WORK ORDER :: Please give back only the lines below from the one containing "return addrs[:i]" to the one containing "creation in tests.", each repeated word for word, both ends included.

______

Issue #2941, opened 2024-08-29
Failure to meet activation threshold for observed address without DHT client 


2color:
## Preface 

This is not a bug per se, but an issue that arises in specific circumstances. 

TL;DR:
- To start hole punching you need to determine your public IP, which generally requires other peers if you're behind NAT
- We determine our own observed address by running the `identify` protocol against peers
- We "activate" an observed address once 4 peers return tell us they've observed an address. This reduces the trust assumptions on any particular peer and provides some level of security
  https://github.com/libp2p/go-libp2p/blob/3deee921046b2b184d93b4ca64c56d85df1e197a/p2p/protocol/identify/obsaddr.go#L17-L22
- The activation of an observed address is transport and IP specific. That means that with QUIC and TCP enabled with both IPv4 and IPv6 addrs, you will need 16 connections for the 4 addresses to be activated. By corollary, as the number of transports and IPs increases, more connections are necessary to activate a given addr. (Can you confirm this @sukunrt)
- When you are behind NAT, don't start a DHT client, and create a new host with the default configuration, there's a good chance that you won't be able to hole punch into other peers behind NAT, because you don't have any activated public addresses.
- Even if you connect to the 4 libp2p bootstrap nodes (without starting a DHT client), depending on the transports over it connects, none of your public addrs will activate. 

## Background

[ipfs-check](https://github.com/ipfs/ipfs-check), is a retrievability diagnostics tool. You provide it with a CID and a multiaddr and it checks —amongst other things— whether the peer is dialable and whether it has the block of the CID. This is especially useful to determine whether a peer behind NAT is actually "hole-punchable", which you can only know by trying to connect to.

The tool creates a short-lived libp2p test host for each check, which connects to one or two peers (two if it needs circuit relay reservation if the other peer is behind NAT), however hole punching will never kick off and it will hang on the following line:

```
2024-08-29T13:40:04.468+0200	DEBUG	p2p-holepunch	holepunch/svc.go:98	waiting until we have at least one public addresspeer12D....`
```

I was able to work around this by adding a DHT client to the test host, however, it's not clear whether this is ideal. There are some situations (like resource constrained environments) where you don't want the overhead of increased connections and bandwidth associated with a DHT clients.

MarcoPolo:
> By corollary, as the number of transports and IPs increases, more connections are necessary to activate a given addr.

[...]

PR #3332, opened 2025-07-09
basichost: move observed address manager to basichost

sukunrt:
Changes in the PR:

- Removes normalization of addresses. Mapping only thinwaist addresses removes the need for normalization.
- If the NATDevice reports a private IP mapping, we add observed addrs mappings. Previously we tried to keep the port from NAT and use the IP from observed address. There's no reason to do this. 
- Removes localAddr from observedAddrsManager. The object can work fine without it.
- There was some special case logic when checking whether any NATType Changed events were pending. Previously we checked if we ran identify in the last minute, and only then computed the new nat type. This removes this special case and checks for nat type change every one minute. It isn't expensive.
- Change to how we calculate addresses for hole punching. We lower the activation threshold to check for addresses for hole punching. This fixes: #2941

### DIFF
--- a/p2p/host/basic/addrs_manager.go
+++ b/p2p/host/basic/addrs_manager.go
@@ -161,33 +161,27 @@ func (a *addrsManager) updateAddrsSync() {
 	}
 }
 
-func closeIfError(err error, closer io.Closer, name string) error {
-	if err != nil {
-		err1 := closer.Close()
-		if err1 != nil {
-			err1 = fmt.Errorf("error closing %s: %w", name, err1)
-		}
-		return errors.Join(err, err1)
-	}
-	return nil
-}
-
 func (a *addrsManager) startBackgroundWorker() (retErr error) {
-	autoRelayAddrsSub, err := a.bus.Subscribe(new(event.EvtAutoRelayAddrsUpdated), eventbus.Name("addrs-manager"))
+	autoRelayAddrsSub, err := a.bus.Subscribe(new(event.EvtAutoRelayAddrsUpdated), eventbus.Name("addrs-manager autorelay sub"))
 	if err != nil {
 		return fmt.Errorf("error subscribing to auto relay addrs: %s", err)
 	}
-	defer func() { retErr = closeIfError(retErr, autoRelayAddrsSub, "autorelay subscription") }()
-
-	autonatReachabilitySub, err := a.bus.Subscribe(new(event.EvtLocalReachabilityChanged), eventbus.Name("addrs-manager"))
+	mc := multiCloser{autoRelayAddrsSub}
+	autonatReachabilitySub, err := a.bus.Subscribe(new(event.EvtLocalReachabilityChanged), eventbus.Name("addrs-manager autonatv1 sub"))
 	if err != nil {
-		return fmt.Errorf("error subscribing to autonat reachability: %s", err)
+		return errors.Join(
+			fmt.Errorf("error subscribing to autonat reachability: %s", err),
+			mc.Close(),
+		)
 	}
-	defer func() { retErr = closeIfError(retErr, autonatReachabilitySub, "autonatReachability subscription") }()
+	mc = append(mc, autonatReachabilitySub)
 
 	emitter, err := a.bus.Emitter(new(event.EvtHostReachableAddrsChanged), eventbus.Stateful)
 	if err != nil {
-		return fmt.Errorf("error creating reachability subscriber: %s", err)
+		return errors.Join(
+			fmt.Errorf("error creating reachability subscriber: %s", err),
+			mc.Close(),
+		)
 	}
 
 	var relayAddrs []ma.Multiaddr
@@ -659,4 +653,22 @@ func removeNotInSource(addrs, source []ma.Multiaddr) []ma.Multiaddr {
 		}
 	}
 	return addrs[:i]
+}
+
+type multiCloser []io.Closer
+
+func (mc *multiCloser) Close() error {
+	var errs []error
+	for _, closer := range *mc {
+		if err := closer.Close(); err != nil {
+			var closerName string
+			if named, ok := closer.(interface{ Name() string }); ok {
+				closerName = named.Name()
+			} else {
+				closerName = fmt.Sprintf("%T", closer)
+			}
+			errs = append(errs, fmt.Errorf("error closing %s: %w", closerName, err))
+		}
+	}
+	return errors.Join(errs...)
 }
--- a/p2p/host/observedaddrs/manager.go
+++ b/p2p/host/observedaddrs/manager.go
@@ -167,26 +167,17 @@ func NewManager(eventbus event.Bus, net network.Network) (*Manager, error) {
 		return nil, err
 	}
 
-	// Maybe this should be done in start, but that makes testing without a swarm difficult.
-	nb := &network.NotifyBundle{
-		DisconnectedF: func(_ network.Network, c network.Conn) {
-			o.RemoveConn(c)
-		},
-	}
-	o.stopNotify = func() {
-		net.StopNotify(nb)
-	}
 	return o, nil
 }
 
 // newManagerWithListenAddrs uses the listenAddrs directly to simplify creation in tests.
-func newManagerWithListenAddrs(eventbus event.Bus, listenAddrs func() []ma.Multiaddr) (*Manager, error) {
+func newManagerWithListenAddrs(bus event.Bus, listenAddrs func() []ma.Multiaddr) (*Manager, error) {
 	o := &Manager{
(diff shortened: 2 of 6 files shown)


p2p/host/basic/obsaddr_test.go
```diff
@@ -44,62 +40,62 @@ func newConn(local, remote ma.Multiaddr) *mockConn {
 	return &mockConn{local: local, remote: remote}
 }
 
-func normalize(addr ma.Multiaddr) ma.Multiaddr {
-	for {
-		out, last := ma.SplitLast(addr)
-		if last == nil {
-			return addr
-		}
-		if _, err := last.ValueForProtocol(ma.P_CERTHASH); err != nil {
```
MarcoPolo: Could we just remove the certhash and everything after as the normalize function? We might need to be careful around circuit addresses.

That would remove the dependency on the webtransport/webrtc transports

p2p/host/basic/addrs_manager.go
```diff
@@ -262,6 +334,38 @@ func (a *addrsManager) background(autoRelayAddrsSub, autonatReachabilitySub even
 	}
 }
 
+func (a *addrsManager) observedAddrsWorker(identifySub event.Subscription, natTypeEmitter event.Emitter) {
```
MarcoPolo: As we discussed, we should move this to observed address manager

p2p/host/basic/addrs_manager.go
```diff
@@ -159,34 +208,50 @@ func (a *addrsManager) updateAddrsSync() {
 	}
 }
 
-func (a *addrsManager) startBackgroundWorker() error {
+func closeIfError(err error, closer io.Closer, name string) error {
```
MarcoPolo: Here's an alternative that I think is more idiomatic:

```diff
diff --git a/p2p/host/basic/addrs_manager.go b/p2p/host/basic/addrs_manager.go
index 5c8936d63..eeca76c2c 100644
--- a/p2p/host/basic/addrs_manager.go
+++ b/p2p/host/basic/addrs_manager.go
@@ -200,27 +200,15 @@ func (a *addrsManager) triggerAddrsUpdate() {
 	}
 }
 
-func closeIfError(err error, closer io.Closer, name string) error {
-	if err != nil {
-		err1 := closer.Close()
-		if err1 != nil {
-			err1 = fmt.Errorf("error closing %s: %w", name, err1)
-		}
-		return errors.Join(err, err1)
-	}
-	return nil
-}
-
 func (a *addrsManager) startObservedAddrsWorker() (retErr error) {
 	identifySub, err := a.bus.Subscribe(new(event.EvtPeerIdentificationCompleted), eventbus.Name("addrs-manager"))
 	if err != nil {
 		return fmt.Errorf("error subscribing to autonat reachability: %s", err)
 	}
-	defer func() { retErr = closeIfError(retErr, identifySub, "identify subscription") }()
 
 	natTypeEmitter, err := a.bus.Emitter(new(event.EvtNATDeviceTypeChanged), eventbus.Stateful)
 	if err != nil {
-		return fmt.Errorf("error creating nat type emitter: %s", err)
+		return errors.Join(fmt.Errorf("error creating nat type emitter: %s", err), identifySub.Close())
 	}
 
 	a.wg.Add(1)
@@ -228,22 +216,34 @@ func (a *addrsManager) startObservedAddrsWorker() (retErr error) {
 	return nil
 }
 
+type multiCloser []io.Closer
+
+func (mc *multiCloser) Close() error {
+	var errs []error
+	for _, closer := range *mc {
+		if err := closer.Close(); err != nil {
+			errs = append(errs, fmt.Errorf("error closing %T: %w", closer, err))
+		}
+	}
+	return errors.Join(errs...)
+}
+
 func (a *addrsManager) startBackgroundWorker() (retErr error) {
 	autoRelayAddrsSub, err := a.bus.Subscribe(new(event.EvtAutoRelayAddrsUpdated), eventbus.Name("addrs-manager"))
 	if err != nil {
 		return fmt.Errorf("error subscribing to auto relay addrs: %s", err)
 	}
-	defer func() { retErr = closeIfError(retErr, autoRelayAddrsSub, "autorelay subscription") }()
+	mc := multiCloser{autoRelayAddrsSub}
 
 	autonatReachabilitySub, err := a.bus.Subscribe(new(event.EvtLocalReachabilityChanged), eventbus.Name("addrs-manager"))
 	if err != nil {
-		return fmt.Errorf("error subscribing to autonat reachability: %s", err)
+		return errors.Join(fmt.Errorf("error subscribing to autonat reachability: %s", err), mc.Close())
 	}
-	defer func() { retErr = closeIfError(retErr, autonatReachabilitySub, "autonatReachability subscription") }()
+	mc = append(mc, autonatReachabilitySub)
 
 	emitter, err := a.bus.Emitter(new(event.EvtHostReachableAddrsChanged), eventbus.Stateful)
 	if err != nil {
-		return fmt.Errorf("error creating reachability subscriber: %s", err)
+		return errors.Join(fmt.Errorf("error creating reachability subscriber: %s", err), mc.Close())
 	}
 
 	var relayAddrs []ma.Multiaddr
```

p2p/host/basic/addrs_manager.go
```diff
@@ -114,6 +145,15 @@ func (a *addrsManager) Start() error {
 			return fmt.Errorf("error starting addrs reachability tracker: %s", err)
 		}
 	}
+	if a.observedAddrsManager != nil {
+		a.observedAddrsManager.Start()
```
MarcoPolo: As mentioned in our call, this should take a Notifier interface so the obsaddr manager can register its Notifee. And the obsaddr worker should be move to the obsaddr manager.

p2p/host/basic/obsaddr_test.go
sukunrt: I'll do this in a separate PR. This happens in autonatv2 now.

p2p/host/basic/addrs_manager.go
sukunrt: The type of all subscribers is `event.Subscription` so `%T` will not have the name info.

sukunrt:
I've moved the manager to its own package. This makes the observed addrs manager only depend on swarm and we can inject it in the host.

p2p/host/basic/addrs_manager.go
MarcoPolo: Ah right. That's an easy fix though:

```go
func (mc *multiCloser) Close() error {
	var errs []error
	for _, closer := range *mc {
		if err := closer.Close(); err != nil {
			var closerName string
			if named, ok := closer.(interface{ Name() string }); ok {
				closerName = named.Name()
			} else {
				closerName = fmt.Sprintf("%T", closer)
			}
			errs = append(errs, fmt.Errorf("error closing %s: %w", closerName, err))
		}
	}
	return errors.Join(errs...)
}
```

p2p/protocol/identify/opts.go
```diff
@@ -43,14 +42,6 @@ func WithMetricsTracer(tr MetricsTracer) Option {
 	}
 }
 
-// DisableObservedAddrManager disables the observed address manager. It also
-// effectively disables the nat emitter and EvtNATDeviceTypeChanged
-func DisableObservedAddrManager() Option {
```
MarcoPolo, line 48: Please update the release notes to call this change out.

p2p/host/observedaddrs/manager.go
```diff
@@ -138,112 +128,131 @@ type observation struct {
...
+	}
+
+	// Maybe this should be done in start, but that makes testing without a swarm difficult.
+	nb := &network.NotifyBundle{
+		DisconnectedF: func(_ network.Network, c network.Conn) {
+			o.RemoveConn(c)
+		},
+	}
+	o.stopNotify = func() {
+		net.StopNotify(nb)
```
MarcoPolo: Where did you register net.Notify?

MarcoPolo: And yes, this should happen in Start

p2p/host/observedaddrs/manager.go
```diff
@@ -138,112 +128,131 @@ type observation struct {
...
+		eventbus:            eventbus,
+		stopNotify:          func() {},
 	}
 	o.ctx, o.ctxCancel = context.WithCancel(context.Background())
+	return o, nil
+}
 
-	o.wg.Add(1)
+// Start tracking addrs
+func (o *Manager) Start() {
```
MarcoPolo: This should take network.Network so it can properly register the notifier

MarcoPolo (commented):
Looks good mod a couple of comments.

I think we should change the errdefer pattern to the multiCloser. It's a bit more idiomatic in Go.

______

RESPONSE ::
 	return addrs[:i]
+}
+
+type multiCloser []io.Closer
+
+func (mc *multiCloser) Close() error {
+	var errs []error
+	for _, closer := range *mc {
+		if err := closer.Close(); err != nil {
+			var closerName string
+			if named, ok := closer.(interface{ Name() string }); ok {
+				closerName = named.Name()
+			} else {
+				closerName = fmt.Sprintf("%T", closer)
+			}
+			errs = append(errs, fmt.Errorf("error closing %s: %w", closerName, err))
+		}
+	}
+	return errors.Join(errs...)
 }
--- a/p2p/host/observedaddrs/manager.go
+++ b/p2p/host/observedaddrs/manager.go
@@ -167,26 +167,17 @@ func NewManager(eventbus event.Bus, net network.Network) (*Manager, error) {
 		return nil, err
 	}
 
-	// Maybe this should be done in start, but that makes testing without a swarm difficult.
-	nb := &network.NotifyBundle{
-		DisconnectedF: func(_ network.Network, c network.Conn) {
-			o.RemoveConn(c)
-		},
-	}
-	o.stopNotify = func() {
-		net.StopNotify(nb)
-	}
 	return o, nil
 }
 
 // newManagerWithListenAddrs uses the listenAddrs directly to simplify creation in tests.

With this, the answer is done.